Directions: Find "- Renaming plural" in the data below; transcribe the line it appears on and each line after it, exactly, to the end, and nothing else.

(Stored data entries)
======
PR #5331, opened 2024-10-13
EES-5570 Cleanup various tests related to `DataSetVersionMappings`

ntsim:
This PR performs various cleanup across two test suites relating to `DataSetVersionMappings`.

This primarily does things like:

- Refactoring common test methods for assertion and getting things from the DB
- Renaming plural `mappings` variable to `mapping` singular


duncan-at-hiveit (approved):
Very nice very nice, and thanks for sorting out the pluralisation!  Was on my list of TODOs for some time in the future that would never come.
======
Task response:
- Renaming plural `mappings` variable to `mapping` singular


duncan-at-hiveit (approved):
Very nice very nice, and thanks for sorting out the pluralisation!  Was on my list of TODOs for some time in the future that would never come.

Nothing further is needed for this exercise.